As two agents thrust their knees into her daughter's back and clapped handcuffs
around her wrists, another agent grabbed Shirley Cohen and pulled her away
from her daughter, she said.
Later, in an interrogation room, a TSA agent told her that her daughter had
struck one of the agents, and the agency was going to press charges, Cohen
says..
After a night in the hospital with two guards standing watch outside the door,
officers booked her daughter into jail.
Though prosecutors eventually dropped the charges and refunded her bail bond,
Cohen says that hardly justifies the way her daughter was treated.

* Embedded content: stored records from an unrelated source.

PR #69, opened 2026-03-25
chore: address a handful of cve versions with overrides/updates

mckornfield:
## Type of Change
- [x] Bug fix
- [ ] New feature
- [ ] Breaking change
- [ ] Documentation update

Though Hannah Cohen is now tumor-free, her run-in with the Memphis screeners
shattered her life. Though the 19-year-old has now graduated from high school
and started taking classes at Chattanooga State Community College, she's since
dropped out of school and is taking a semester off.
The family lives in Harrison, just north of Chattanooga.
"The stress of all this, she wasn't able to continue full-time hours so she
lost her scholarship," her mother said.
In a lawsuit filed on June 28 that named the TSA and the various agencies that
manage the airport as defendants, Cohen asked for damages not to exceed $100,000
for violations of the Americans with Disabilities Act, as well as negligent
infliction of emotional distress.
In the lawsuit, Cohen alleges that the TSA didn't provide any reasonable
accommodation for screening given Hannah Cohen's disability, and assaulted her
in the airport without cause.
"They think they are above the law," she says. "The one time they let me go
back [into her daughter's hospital room] to take her some food, one of them
was grinning at me the whole time, and I was like, 'we'll see.'"
TSA spokesman Mark Howell and Jerry Brandon, chief of public safety of the
Memphis International Airport Police Department, told the Associated Press they
could not comment on pending litigation.
"Anybody can file anything, and we don't comment on active litigation,"
Memphis-Shelby County Airport Authority president and CEO Scott Brockman told
The
Commercial Appeal newspaper. "Clearly there are additional facts in this
matter, and we won't comment until we address the litigation."